Terraform main commands:

1. terraform init
2. terraform fmt
3. terraform validate
4. terraform plan
5. terraform apply
6. terraform destroy

Terraform Provider

• A provider is responsible for understanding api interactions and exposing resources. Most providers configure a specific infrastructure platform (either cloud or self-hosted). Providers can also offer local utilities for tasks like generating random numbers for unique resource names.
• Some eg : azure ,aws, google cloud alibaba cloud , oracle public cloud etc.

terraform.tfvars

provider.tf

variable.tf

Provisioner

Provisioners can be used to model specific actions on the local machine or on a remote machine in order to prepare servers or other infrastructure objects for service.

Resources in Terraform

• Resources are the most important element in the Terraform language. Each resource block describes one or more infrastructure objects, such as virtual networks, compute instances, or higher-level components such as DNS records.
• Some examples of resources:

1. VPC
2. Subnet
3. Internet gateway
4. Route table
5. Security groups
6. Key pair
7. Instance
8. S3
9. NAT
10. NACL

VPC

It provides vpc resource.

 

 

Subnet

It provides vpc subnet resource.

Internet Gateway

Provides a resource to create a VPC Internet Gateway.

Route Table, Route Table Association

Provides a resource to create a VPC routing table.

Provides a resource to create an association between a route table and a subnet or a route table and an internet gateway or virtual private gateway.

Security Groups

Provides a security group rule resource. Represents a single ingress or egress group rule, which can be added to external Security Groups.

Key Pair

Provides an EC2 key pair resource. A key pair is used to control login access to EC2 instances.

Instance

Provides an EC2 instance resource. This allows instances to be created, updated, and deleted. Instances also support provisioning.

S3

Provides a S3 bucket resource.

Network ACL (NACL)

Provides a resource to manage the default AWS Network ACL. VPC Only.

Output in Terraform

Resource instances managed by Terraform each export attributes whose values can be used elsewhere in configuration. Output values are a way to expose some of that information to the user of your module.

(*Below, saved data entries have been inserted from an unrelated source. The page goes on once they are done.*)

PR #9264, opened 2021-06-29
stage2: print valid filename in error messages

### LINKED ISSUE #9249: stage2 error message filenames no longer relative to CWD
With the new stage2 ast checker, error messages print filenames relative to their package root rather than relative to the CWD.  This breaks a common workflow where one can copy or sometimes click a filename in an error message to open it.

jcmoyer:
Take two. Apologies for the bad PR (#9221, which was reverted in 6d47b4f39e8cdd95ead71b1efdbf67a737174e97). I should have tested it a bit more outside of typical build contexts. This PR addresses the same issue as the previous one, but includes a couple more changes to make sure it works properly in every context.

- `Module.Scope.File.pkg` is now `null` instead of `undefined` when the file being processed is not part of any package, such as when using `zig fmt` or `zig ast-check`. `pkg` being `undefined` was the source of crashes. Since this is a case that needs to be handled differently, it makes sense to be able to tell if we can safely access `pkg` or not.
- There are a couple places that assume the `pkg` pointer is valid when called. Assertions were added in these locations, but their assumptions are left unchanged.

Fixes #9249.

### DIFF
--- a/src/Module.zig
+++ b/src/Module.zig
@@ -1111,6 +1111,11 @@ pub const Scope = struct {
             return buf.toOwnedSliceSentinel(0);
         }
 
+        /// Returns the full path to this file relative to its package.
+        pub fn fullPath(file: File, ally: *Allocator) ![]u8 {
+            return file.pkg.root_src_directory.join(ally, &[_][]const u8{file.sub_file_path});
+        }
+
         pub fn dumpSrc(file: *File, src: LazySrcLoc) void {
             const loc = std.zig.findLineColumn(file.source.bytes, src);
             std.debug.print("{s}:{d}:{d}\n", .{ file.sub_file_path, loc.line + 1, loc.column + 1 });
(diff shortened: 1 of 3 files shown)


andrewrk:
Thanks for the follow-up! No need to apologize.

src/Module.zig
```diff
@@ -983,8 +983,10 @@ pub const Scope = struct {
         tree: ast.Tree,
         /// Whether this is populated or not depends on `zir_loaded`.
         zir: Zir,
-        /// Package that this file is a part of, managed externally.
-        pkg: *Package,
+        /// Package that this file is a part of, managed externally. This is
+        /// `null` for files not part of any package such as those processed
+        /// by `zig fmt` or `zig ast-check`.
+        pkg: ?*Package,
```
andrewrk, line 989: rather than making this optional, the places where it is being set to null/undefined need to create a valid package

andrewrk (changes requested):

andrewrk:
Thanks! Nice work.

Issue #7971, opened 2021-02-06
translate-c: stdint.h integer constant macros


mk12:
Given `repro.h`, taken from zig/build/lib/zig/libc/include/any-macos-any/stdint.h:

```c
#define UINT32_C(v)  (v ## U)
```

`zig translate-c repro.h | grep UINT32_C` gives:

```
pub const UINT32_C = @compileError("unable to translate C expr: expected ')' instead got: HashHash"); // repro.h:1:9
pub const __UINT32_C_SUFFIX__ = U;
```

This makes it difficult to use a C library that makes use of these macros. For example, I want to use `BGFX_RESET_VSYNC` from the bgfx library, but it triggers that `@compileError`, so I have to hardcode its value instead.

If general support for stringizing (`#`) and concatenation (`##`) is hard/impossible, Zig at least ought to special case common libc macros like these.

### Environment

macOS Catalina 10.15.7
Zig built from 8661a13b748d25d796c0246dad7ad2584d9b0824 using [Option A](https://github.com/ziglang/zig/wiki/Building-Zig-From-Source#option-a-use-your-system-installed-build-tools).
`zig version`: `0.8.0-dev.1118+8661a13b7`

Vexu:
Supporting stingize/tokenize is impossible #4006, however hardcoding some libc macros should be trivial.

Rocknest:
@Vexu you should have clarified that its impossible to represent `UINT32_C` macro as a zig function, not that its impossible to translate its usage in a library.

mk12:
@Rocknest Wouldn't it be possible to represent it like this?

```zig
fn UINT32_C(comptime x: comptime_int) u32 {
    return x;
}
```

Rocknest:
@mk12 No since the type is not integer literal. This kind of macros operate
on ast tokens.

LakeByTheWoods:
@Rocknest The correct usage of INTN_C macros is to with an unsuffixed integer constant. "The argument in any instance of these macros shall be an unsuffixed integer constant (as defined in6.4.4.1) with a value that does not exceed the limits for the corresponding type."

Rocknest:
@LakeByTheWoods its not a sustainable approach to hard code every macro defined in the c standard. And a generic solution requires a type that is able to hold AST (source code) as a value and allows arbitrary manipulation of it and subsequent injection of it into the program. 
```zig
pub fn UINT32_C(v: ast) ast {
    return v ++ ast(U);
}
```

[...]

PR #9265, opened 2021-06-29
translate-c: add framework for special-casing macros

ehaas:
Some macros (for example any macro that uses token pasting) cannot be
directly translated to Zig, but may nevertheless still admit a Zig
implementation. This provides a mechanism for matching macros against
templates and mapping them to functions implemented in c_translation.zig.

A macro matches a template if it contains the same sequence of tokens, except
that the name and parameters may be renamed. No attempt is made to
semantically analyze the macro. For example the following two macros are
considered equivalent:

```C
#define FOO(X) (X ## U)
#define BAR(Y) (Y ## U)
```

But the following two are not:

```C
#define FOO(X) X + 1
#define FOO(X) X + (1)
```

### DIFF
--- a/lib/std/zig/c_translation.zig
+++ b/lib/std/zig/c_translation.zig
@@ -350,3 +350,83 @@ test "Flexible Array Type" {
     try testing.expectEqual(FlexibleArrayType(*volatile Container, c_int), [*c]volatile c_int);
     try testing.expectEqual(FlexibleArrayType(*const volatile Container, c_int), [*c]const volatile c_int);
 }
+
+pub const Macros = struct {
+    pub fn U_SUFFIX(comptime n: comptime_int) @TypeOf(promoteIntLiteral(c_uint, n, .decimal)) {
+        return promoteIntLiteral(c_uint, n, .decimal);
+    }
+
+    fn L_SUFFIX_ReturnType(comptime number: anytype) type {
+        switch (@TypeOf(number)) {
+            comptime_int => return @TypeOf(promoteIntLiteral(c_long, number, .decimal)),
+            comptime_float => return c_longdouble,
+            else => @compileError("Invalid value for L suffix"),
+        }
+    }
+    pub fn L_SUFFIX(comptime number: anytype) L_SUFFIX_ReturnType(number) {
+        switch (@TypeOf(number)) {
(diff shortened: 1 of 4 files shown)


ehaas:
This mostly implements #4762 - call sites will still use the expanded macro but `wl_container_of` (or equivalent) will be available to Zig code as a useable function.

I believe it implements #7971 or at least should make the remaining macros straightforward to do

Vexu (approved):
This looks good but could you run some benchmarks before the merge?

`libepoxy` seems to have a lot of macros so it could be a good candidate.

ehaas:
> This looks good but could you run some benchmarks before the merge?
> 
> `libepoxy` seems to have a lot of macros so it could be a good candidate.

Do you want me to benchmark translation speed, or the speed of using this `CAST_OR_CALL` function vs directly inlining the code?

ehaas:
Ok I benchmarked with the following:

1. Install libepoxy
2. Create a `test.h` file with contents:
```c
#include <epoxy/gl.h>
```
3. The referenced file ends up including 1.5 megs and has 10,031 `#define` statements
4. Test system is a 2019 2.3 GHz 8-Core Intel Core i9 macbook pro w/ 64 gigs RAM running macOS 11.4, with a Release build of llvm/clang and a debug build of Zig

Benchmarked by running `zig translate-c -I/usr/local/include test.h > /dev/null` 10 times, deleting the Zig cache each time.

Master branch: `MEAN 0.5438 STDDEV 0.019`
This branch: `MEAN 0.5497 STDDEV 0.014`

ehaas:
I also created a worst-case benchmark - a file with 100,000 instances of the `wl_container_of` macro, which is 16.5 megs:

```C
#define FOO0(ptr, sample, member)                     \
(__typeof__(sample))((char *)(ptr) -                     \
     offsetof(__typeof__(*sample), member))
// ...
#define FOO99999(ptr, sample, member)                     \
(__typeof__(sample))((char *)(ptr) -                     \
     offsetof(__typeof__(*sample), member))
```

On the master branch the average runtime was 10.284 seconds, on this branch it was 10.344

Vexu:
Those seem very reasonable, thanks!

PR #9274, opened 2021-07-01
Skip over CRs at the end of multiline literals

### LINKED ISSUE #9257: parsing failure on windows
Hi,

the following code fails to compile only on Windows:
```
fn createTestTables() !void {
    const bar = &[_][]const u8{
        \\foobar
    };
    _ = bar;
}
```
I get this error:
```
>> C:\Users\vincent\dev\zig-windows-x86_64-0.9.0-dev.321+15a030ef3\zig.exe build-obj .\sqlite.zig
.\sqlite.zig:3:17: error: expected ',', found invalid bytes
        \\foobar
                ^
```

I'm testing with `zig-windows-x86_64-0.9.0-dev.321+15a030ef3.zip`.

Weird thing is it works fine on Linux and FreeBSD.

jmc-88:
Fixes #9257.
This is needed when tokenizing input containing DOS line endings, i.e.
the CRLF sequence.

### DIFF
--- a/lib/std/zig/tokenizer.zig
+++ b/lib/std/zig/tokenizer.zig
@@ -845,7 +845,7 @@ pub const Tokenizer = struct {
                         self.index += 1;
                         break;
                     },
-                    '\t' => {},
+                    '\t', '\r' => {},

Terraform state (.tfstate)

Terraform must store state about your managed infrastructure and configuration. This state is stored by default in a local file named “terraform.tfstate”, but it can also be stored remotely, which works better in a team environment. Terraform uses this local state to create plans and make changes to your infrastructure. Prior to any operation, Terraform does a refresh to update the state with the real infrastructure.

Backend

A “backend” in Terraform determines how state is loaded and how an operation such as apply is executed. This abstraction enables non-local file state storage, remote execution, etc. By default, Terraform uses the “local” backend, which is the normal behavior of Terraform you’re used to. This is the backend that was being invoked throughout the introduction.

Import

The terraform import command is used to import existing resources into Terraform. This allows you take resources you’ve created by some other means and bring it under Terraform management.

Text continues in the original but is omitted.